The overall spirit of the materiality line of cases is to bypass what most people would perceive as purely academic violations that don’t have a bearing on payment. For example, if the government contract called out that the company must keep two copies of every document and the company kept once copy electronically and one printed out and someone sued asserting non-compliance because of the belief that it should be two hard copies, or if the contract called for the paperwork to be printed using a courier 12 font, and they used a times new roman 12 font instead, unless there’s an extremely cogent and integral reason why it had to be in the manner prescribed then it wouldn’t be deemed material.  The examples may sound silly, but for the latter example, assume the government was ingesting hard documents paperwork into a machine that could only read courier fonts and the contractor spent millions producing documents in the wrong font, the government would have a point. If it was just the fancy of the font of the author of the contract, then it would seem silly to say that the contract in spirit is not satisfied.  

Cochise Consultancy, Inc. v. United States ex rel. Hunt (2019)

The Supreme Court’s ruling in Cochise Consultancy, Inc. v. United States ex rel. Hunt (2019) clarified the statute of limitations under the False Claims Act. Prior to this decision, there was a split among the circuit courts regarding the statute of limitations for FCA actions brought by private whistleblowers (qui tam relators) when the government chose not to intervene in the case.

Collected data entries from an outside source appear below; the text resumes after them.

PR #728, opened 2024-11-19
feat(containers): deployment upgrade graphql api

noaccOS:
Previously #726 
After irl discussion, will be changed to an update which will accept the existing deployment and the new release, and then both deploy and upgrade the release.

Will need to figure out how to handle both deployments existing on the device, probably our best option would be to send a delete after the new version has been started.


backend/lib/edgehog/containers/manual_actions/send_deployment_upgrade.ex
```diff
@@ -0,0 +1,52 @@
...
+               deployment: %{device_id: device_id, release_id: target_id},
+               action_type: :upgrade_deployment,
+               action_arguments: %{upgrade_target_id: Ash.Changeset.get_data(changeset, :id)}
+             }
+           )
+           |> Ash.create(tenant: tenant),
+         result = action.deployment,
+         :ok <- Containers.send_deploy_request(result) do
+      {:ok, result}
+    end
```
lusergit, line 50: I *think* that what we also want to do here is to automagically send to the device the upgrade request, meaning

```suggestion

    current_id = Ash.Changeset.get_data(changeset, :id)

    with {:ok, action} <-
           DeploymentReadyAction
           |> Ash.Changeset.for_create(
             :create_deployment,
             %{
               deployment: %{device_id: device_id, release_id: target_id},
               action_type: :upgrade_deployment,
               action_arguments: %{upgrade_target_id: current_id}
             }
           )
           |> Ash.create(tenant: tenant),
         result = action.deployment,
         :ok <- Containers.send_deploy_request(result),
         :ok <- Devices.update_application(current_id, result.id) do
      {:ok, result}
    end
```

Or pherhaps we should wait for the new deployment to be ready to mark it as an update?

backend/lib/edgehog/containers/deployment_ready_action.ex
```diff
@@ -0,0 +1,67 @@
...
+    defaults [:read, :destroy]
+
+    create :create_deployment do
+      accept [:action_type]
+
+      argument :action_arguments, :map
+
+      argument :deployment, :map
+
+      change manage_relationship(:deployment, type: :create)
```
lusergit, line 38: this will call the primary `:create` action on the deployment, i.e., it will not automatically deploy the release on the device, to do so you have to manually call the deploy create action

```suggestion
      change manage_relationship(:deployment, on_no_match: {:create, :deploy}, on_match: :ignore)
```

lusergit (changes requested):
Overall LGTM, I think we also want to send the `update_application` request to the device once the new deployment is created but overall is ok

backend/lib/edgehog/containers/manual_actions/send_deployment_upgrade.ex
noaccOS: Yes, the whole point of the `DeploymentReadyAction`s is to have callbacks for when the deployment reaches the `:ready` state. we should not send a start/update request when the deployment is not ready yet

backend/lib/edgehog/containers/deployment_ready_action.ex
noaccOS: I was doing that manually [here](https://github.com/edgehog-device-manager/edgehog/pull/728/files#diff-040dec3573e5fdd58268cc6a8a20f9c53d3a78f00e238e72edbd7fa1d2e765efR48), but it may be a better idea to call the correct action on the deployment, right

PR #729, opened 2024-11-20
refactor(containers): send deploymentId on resource requests

noaccOS:
this is to be used by the device for error handling

waiting on updated interfaces


noaccOS:
marking as draft. we should wait until the device is ready

PR #731, opened 2024-11-20
feat(containers): run ready actions when the deployment is ready

noaccOS:
drafted because it depends on #724 and 724 is not ready, but 279515297e5f34665372476ac314bec7517906d4 is ready for review

### DIFF
--- a/backend/lib/edgehog/containers/manual_actions/run_ready_actions.ex
+++ b/backend/lib/edgehog/containers/manual_actions/run_ready_actions.ex
@@ -1,0 +1,45 @@
+#
+# This file is part of Edgehog.
+#
+# Copyright 2024 SECO Mind Srl
+#
+# Licensed under the Apache License, Version 2.0 (the "License");
+# you may not use this file except in compliance with the License.
+# You may obtain a copy of the License at
+#
+#    http://www.apache.org/licenses/LICENSE-2.0
+#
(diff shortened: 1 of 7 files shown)


lusergit (approved):
lgtm

backend/lib/edgehog/containers/manual_actions/run_ready_actions.ex
```diff
@@ -0,0 +1,43 @@
...
+  def update(changeset, _opts, _context) do
+    deployment = changeset.data
+
+    with {:ok, deployment} <- Ash.load(deployment, :ready_actions) do
+      Enum.reduce_while(deployment.ready_actions, {:ok, deployment}, fn action, _acc ->
+        case Containers.run_ready_action(action) do
+          {:ok, _ready_action} -> {:cont, {:ok, deployment}}
+          {:error, reason} -> {:halt, {:error, reason}}
+        end
+      end)
```
lusergit, line 40: Maybe here we don't actually want to halt if one ready action fails, I think it would be better to just run the ready action and let them crash if something happens
```suggestion
      _ready_actions = Enum.map(deployment.ready_actions, &Containers.run_ready_action/1))
      {:ok, deployment}
```

lusergit (commented):
Overall approval, just a small comment on `run_ready_actions.ex`

PR #742, opened 2024-11-26
fix!(containers): remove ready status

lusergit:
- `:ready` and `:stopped` are redundant statuses, moved to using only `:stopped` status;
- the `check_deployment` check when the deployment is available sets the deployment status tio the device deployment status

### DIFF
--- a/backend/lib/edgehog/containers/deployment/changes/check_deployments.ex
+++ b/backend/lib/edgehog/containers/deployment/changes/check_deployments.ex
@@ -32,14 +32,14 @@ defmodule Edgehog.Containers.Deployment.Changes.CheckDeployments do
 
     with {:ok, :created_containers} <- Ash.Changeset.fetch_argument_or_change(changeset, :status),
          {:ok, deployment} <- Ash.load(deployment, :device),
-         {:ok, available_deployments} <-
+         {:ok, available_deployments_statuses} <-
            Devices.available_deployments(deployment.device, tenant: tenant) do
-      available_deployments =
-        Enum.map(available_deployments, & &1.id)
+      deployment_status =
+        Enum.find(available_deployments_statuses, &(&1.id == deployment.id))
 
-      if deployment.id in available_deployments do
+      if deployment_status do
         changeset
-        |> Ash.Changeset.change_attribute(:status, :ready)
+        |> Ash.Changeset.change_attribute(:status, deployment_status.status)
         |> Ash.Changeset.after_transaction(fn _changeset, transaction_result ->
           with {:ok, deployment} <- transaction_result do
             Containers.run_ready_actions(deployment)
--- a/backend/lib/edgehog/triggers/handler/manual_actions/handle_trigger.ex
+++ b/backend/lib/edgehog/triggers/handler/manual_actions/handle_trigger.ex
@@ -41,6 +41,15 @@ defmodule Edgehog.Triggers.Handler.ManualActions.HandleTrigger do
   @ota_response "io.edgehog.devicemanager.OTAResponse"
   @system_info "io.edgehog.devicemanager.SystemInfo"
 
+  @initial_statuses [
+    :created,
+    :sent,
+    :created_images,
+    :created_networks,
+    :created_containers,
+    :created_deployment
+  ]
+
   @impl Ash.Resource.Actions.Implementation
   def run(input, _opts, _context) do
     realm_name = input.arguments.realm_name
@@ -198,8 +207,14 @@ defmodule Edgehog.Triggers.Handler.ManualActions.HandleTrigger do
           # Skip Stopping if already Stopped
           {:ok, deployment}
 
-        _ ->
+        {_, "Error"} ->
+          # Errors have precedence
           Containers.deployment_set_status(deployment, status, message, tenant: tenant)
+
+        _ ->
+          if deployment.status in @initial_statuses,
+            do: Containers.deployment_update_status(deployment, tenant: tenant),
+            else: Containers.deployment_set_status(deployment, status, message, tenant: tenant)
       end
     end
   end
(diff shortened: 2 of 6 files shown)


backend/lib/edgehog/triggers/handler/manual_actions/handle_trigger.ex
```diff
@@ -213,7 +213,7 @@ defmodule Edgehog.Triggers.Handler.ManualActions.HandleTrigger do
           if status == nil do
             Containers.delete_deployment(deployment)
           else
-            Containers.deployment_set_status(deployment, status, deployment.message, tenant: tenant)
+            Containers.deployment_update_status(deployment, tenant: tenant)
```
noaccOS, line 216: I don't think this is correct: after the deployment hits what now is the `ready` state, no other change of state can happen from `deployment_update_status`, as it's basically a state machine which only operates if the deployment is in the state if thought it was in
I'd leave that as is, because its job is initialization, and instead port the required changes here

```elixir
cond do
  status == nil -> Containers.delete_deployment(deployment)
  deployment.status in @initial_states -> Containers.deployment_update_status(deployment, tenant: tenant)
  true -> Containers.deployment_set_status(deployment, status, deployment.message, tenant: tenant)
end
```

noaccOS (changes requested):
We're also missing the change on `deployment_event`: while we want to propagate a deployment `error` in any situation, we want to avoid setting `starting/stopping` while we're setting up the deployment, otherwise it will mess with the "state machine"

backend/lib/edgehog/triggers/handler/manual_actions/handle_trigger.ex
```diff
@@ -41,6 +41,14 @@ defmodule Edgehog.Triggers.Handler.ManualActions.HandleTrigger do
   @ota_response "io.edgehog.devicemanager.OTAResponse"
   @system_info "io.edgehog.devicemanager.SystemInfo"
 
+  @initial_states [
```
noaccOS, line 44: probably not needed but to be extra safe:
```suggestion
  @initial_states [
    :created,
```

davidebriani (approved):
Just some nitpicks, but the PR is good

backend/lib/edgehog/containers/deployment/changes/check_deployments.ex
```diff
@@ -34,12 +34,12 @@ defmodule Edgehog.Containers.Deployment.Changes.CheckDeployments do
          {:ok, deployment} <- Ash.load(deployment, :device),
          {:ok, available_deployments} <-
            Devices.available_deployments(deployment.device, tenant: tenant) do
-      available_deployments =
-        Enum.map(available_deployments, & &1.id)
+      deployment_status =
+        Enum.find(available_deployments, &(&1.id == deployment.id))
```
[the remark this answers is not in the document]
davidebriani: Just noticed we already have a `deployment` in scope. Maybe `available_deployment` then?

davidebriani (approved):

backend/lib/edgehog/containers/deployment/changes/check_deployments.ex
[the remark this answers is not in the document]
lusergit: The fact is that that is not really a deployment but the status of a deployment, I changed the variable `available_deployments` to  `available_deployments_statuses` which maybe is clearer :+1:

backend/lib/edgehog/triggers/handler/manual_actions/handle_trigger.ex
```diff
@@ -198,8 +207,14 @@ defmodule Edgehog.Triggers.Handler.ManualActions.HandleTrigger do
...
 
-        _ ->
+        {_, "Error"} ->
+          # Errors have precedence
           Containers.deployment_set_status(deployment, status, message, tenant: tenant)
+
+        _ ->
+          if deployment.status in @initial_statuses,
+            do: {:ok, deployment},
+            else: Containers.deployment_set_status(deployment, status, message, tenant: tenant)
```
davidebriani, line 217: If the device is publishing the Stopped status when all resources are ready, we should update the deployment status to `Stopped` instead of doing nothing.

You consider using a `cond` statement here too:

```elixir
with {:ok, deployment} <- Containers.fetch_deployment(deployment_id, tenant: tenant) do
  cond do
    status == "Starting" and deployment.status == :started ->
      # Skip Starting if already Started
      {:ok, deployment}

    status == "Stopping" and deployment.status == :stopped ->
      # Skip Stopping if already Stopped
      {:ok, deployment}
      
    status == "Error" ->
      # An error has occurred, set the deployment status immediately
      Containers.deployment_set_status(deployment, status, message, tenant: tenant)
      
    deployment.status in @initial_statuses ->
      # Besides errors, verify status of deployment resources before
      # blindly setting the deployment status. Indeed, a Stopped
      # status could be signaled before all resources are ready.
      Containers.deployment_update_status(deployment, tenant: tenant)
      
    true ->
      # Besides initial statuses, directly set the deployment status
      Containers.deployment_set_status(deployment, status, message, tenant: tenant)
  end
end
```

davidebriani (changes requested):

backend/lib/edgehog/triggers/handler/manual_actions/handle_trigger.ex
noaccOS: On deployment event we can only receive starting or stopping, not stopped
If all resources are ready and we receive a stopped on `available_deployments`, the `update_status` will correctly set the status to `stopped` and run the callbacks

davidebriani: Yes, I just realized the same thing.

We could still consider the `cond` statement if it makes the code clearer and less nested.

Regarding the `Stopped` status, it probably doesn't do any harm calling `Containers.deployment_update_status(deployment, tenant: tenant)` here too. It might serves us well if we get the device to also publish `Stopped` on DeploymentEvents as we were discussing the other day (because that would fix the fact that the Stopped status property on AvailableDeployments is not re-sent from Astarte and would let us avoid having the first two `cond` cases).

Just food for thought, the current code already works.

noaccOS (approved):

The Court’s unanimous decision held that private whistleblowers could bring FCA cases within three years after the government became aware of the alleged fraud, even if the relator’s lawsuit is filed after the standard statute of limitations period has expired.  The limitations period in 31 U.S.C. §3731(b)(2) — which provides that a False Claims Act action must be brought within three years after the “the official of the United States charged with responsibility to act in the circumstances” knew or should have known the relevant facts, but not more than 10 years after the violation — applies in a qui tam suit in which the federal government has declined to intervene; the relator in a no intervened suit is not “the official of the United States” whose knowledge triggers §3731(b)(2)’s limitations period.

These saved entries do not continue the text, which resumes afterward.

PR #743, opened 2024-11-26
Add is online check to deployments 

OmarBrbutovic:
- Added `isOnline` state to track the device's online status
- Passed `isOnline` as a prop to `AddAvailableApplications` and `DeployedApplicationsTable`
- Displayed an error message when the device is offline, preventing new deployments and restricting starting/stopping existing ones

<p>

image
image
image

</p>
</details>

### DIFF
--- a/frontend/src/components/DeployedApplicationsTable.tsx
+++ b/frontend/src/components/DeployedApplicationsTable.tsx
@@ -249,7 +249,7 @@ const DeployedApplicationsTable = ({
           onError: () => {
             setErrorFeedback(
               <FormattedMessage
-                id="components.AddAvailableApplications.startErrorFeedback"
+                id="components.DeployedApplicationsTable.startErrorFeedback"
                 defaultMessage="Could not Start the Deployed Application, please try again."
               />,
             );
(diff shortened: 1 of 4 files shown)


frontend/src/components/DeployedApplicationsTable.tsx
```diff
@@ -229,60 +231,78 @@ const DeployedApplicationsTable = ({
...
+          },
+        });
+      } else {
+        setErrorFeedback(
+          <FormattedMessage
+            id="components.DeployedApplicationsTable.startErrorOffline"
+            defaultMessage="The device is disconnected. You cannot start an application while it is offline."
+          />,
+        );
+      }
```
davidebriani: Pro tip for the future: consider early returns in case of error.
This way:
- the conditional has a very short code span, and the rest of the code continues the happy path without having to worry about the condition anymore.
- it isn't necessary to nest the code of the happy path, so the code diff is minimal and the review is easier.

```typescript
if (!isOnline) {
  return setErrorFeedback(
    <FormattedMessage
      id="components.DeployedApplicationsTable.startErrorOffline"
      defaultMessage="The device is disconnected. You cannot start an application while it is offline."
    />
  );
}

// happy path
startDeployment({ ... });
```

davidebriani (approved):

PR #744, opened 2024-11-26
UI: Handle new deployment statuses

davidebriani:
The code is adapted to handle the new schema and TypeScript types, handling all new initial deployment statuses as the synthetic "Deploying" status.


noaccOS (approved):
The change looks good but I'd wait for #742 before merging this one as that one will modify the generated graphql schema

noaccOS (approved):

PR #746, opened 2024-11-26
Fix calculations of Astarte values for container resources

davidebriani:
The calculations defined in the Devices domain do not correctly load the calculation's dependencies, so the calculations cannot be computed. The proposed change is to just load the calculations with Ash.load, which was already done in the addressed code anyway.

### DIFF
--- a/backend/lib/edgehog/containers/deployment/changes/check_containers.ex
+++ b/backend/lib/edgehog/containers/deployment/changes/check_containers.ex
@@ -22,22 +22,17 @@ defmodule Edgehog.Containers.Deployment.Changes.CheckContainers do
   @moduledoc false
   use Ash.Resource.Change
 
-  alias Edgehog.Devices
-
   @impl Ash.Resource.Change
-  def change(changeset, _opts, context) do
-    %{tenant: tenant} = context
+  def change(changeset, _opts, _context) do
     deployment = changeset.data
 
     with {:ok, :created_networks} <- Ash.Changeset.fetch_argument_or_change(changeset, :status),
          {:ok, deployment} <-
-           Ash.load(deployment, [:device, release: [:containers]], reuse_values?: true),
-         {:ok, available_containers} <-
-           Devices.available_containers(deployment.device, tenant: tenant) do
-      available_containers = Enum.map(available_containers, & &1.id)
+           Ash.load(deployment, device: :available_containers, release: [:containers]) do
+      available_container_ids = Enum.map(deployment.device.available_containers, & &1.id)
 
       missing_containers =
-        Enum.reject(deployment.release.containers, &(&1.id in available_containers))
+        Enum.reject(deployment.release.containers, &(&1.id in available_container_ids))
 
       if missing_containers == [] do
         Ash.Changeset.change_attribute(changeset, :status, :created_containers)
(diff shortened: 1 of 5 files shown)


backend/lib/edgehog/containers/deployment/changes/check_containers.ex
```diff
@@ -22,22 +22,17 @@ defmodule Edgehog.Containers.Deployment.Changes.CheckContainers do
...
+  def change(changeset, _opts, _context) do
     deployment = changeset.data
 
     with {:ok, :created_networks} <- Ash.Changeset.fetch_argument_or_change(changeset, :status),
          {:ok, deployment} <-
-           Ash.load(deployment, [:device, release: [:containers]], reuse_values?: true),
-         {:ok, available_containers} <-
-           Devices.available_containers(deployment.device, tenant: tenant) do
-      available_containers = Enum.map(available_containers, & &1.id)
+           Ash.load(deployment, [device: :available_containers, release: [:containers]], reuse_values?: true) do
```
noaccOS, line 31: this will not work as expected: if we use the same `load` call with `reuse_values?: true`, we won't load the updated resources from the device

```suggestion
           Ash.load(deployment, [device: :available_containers, release: [:containers]]) do
```

backend/lib/edgehog/containers/deployment/changes/check_networks.ex
```diff
@@ -22,27 +22,22 @@ defmodule Edgehog.Containers.Deployment.Changes.CheckNetworks do
...
     deployment = changeset.data
 
     with {:ok, :created_images} <- Ash.Changeset.fetch_argument_or_change(changeset, :status),
          {:ok, deployment} <-
-           Ash.load(deployment, [:device, release: [containers: [:networks]]], reuse_values?: true),
-         {:ok, available_networks} <-
-           Devices.available_networks(deployment.device, tenant: tenant) do
-      available_networks =
-        Enum.map(available_networks, & &1.id)
+           Ash.load(deployment, [device: :available_networks, release: [containers: [:networks]]], reuse_values?: true) do
```
noaccOS, line 31: same as above

noaccOS (changes requested):
by fixing the two comments I'm not against merging this, although honestly I don't understand why it wouldn't work as it is now

backend/lib/edgehog/containers/deployment/changes/check_images.ex
```diff
@@ -22,20 +22,15 @@ defmodule Edgehog.Containers.Deployment.Changes.CheckImages do
...
-    %{tenant: tenant} = context
+  def change(changeset, _opts, _context) do
     deployment = changeset.data
 
     with :sent <- deployment.status,
          {:ok, deployment} <-
-           Ash.load(deployment, [:device, release: [containers: [:image]]], reuse_values?: true),
-         {:ok, available_images_statuses} <-
-           Devices.available_images(deployment.device, tenant: tenant) do
+           Ash.load(deployment, [device: :available_images, release: [containers: [:image]]], reuse_values?: true) do
```
noaccOS, line 31: sorry there's also this one

noaccOS (approved):

PR #747, opened 2024-11-27
chore(containers): better create release error

lusergit:
- creating a new release with a version already in use complains about the `:version` and not about the `:application_id`
- added tests to check the error messages and related fields


backend/lib/edgehog/containers/release.ex
```diff
@@ -88,7 +88,7 @@ defmodule Edgehog.Containers.Release do
   end
 
   identities do
-    identity :application_version, [:application_id, :version]
+    identity :application_version, [:version, :application_id]
```
davidebriani, line 91: Does this require regenerating database migrations and snapshots?

lusergit: Added migrations to the last commit version

davidebriani (approved):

This ruling provided whistleblowers with a more extended window of opportunity to pursue FCA cases independently, incentivizing them to come forward with crucial information about fraud and misconduct, even if the government does not intervene initially.

Conclusion

Over the last decade, False Claims Act rulings have significantly shaped the landscape of contract compliance and accountability. The Escobar ruling expanded the scope of potential liability while reigning in inconsequential petty issues and Cochise Consultancy ensured that whistleblowers had adequate time to report fraud. Together, these rulings have strengthened the FCA’s role in safeguarding taxpayer money and promoting integrity in public programs and contracts. As we look to the future, these precedents will continue to guide and inform FCA enforcement, ensuring that the fight against fraud remains robust and effective.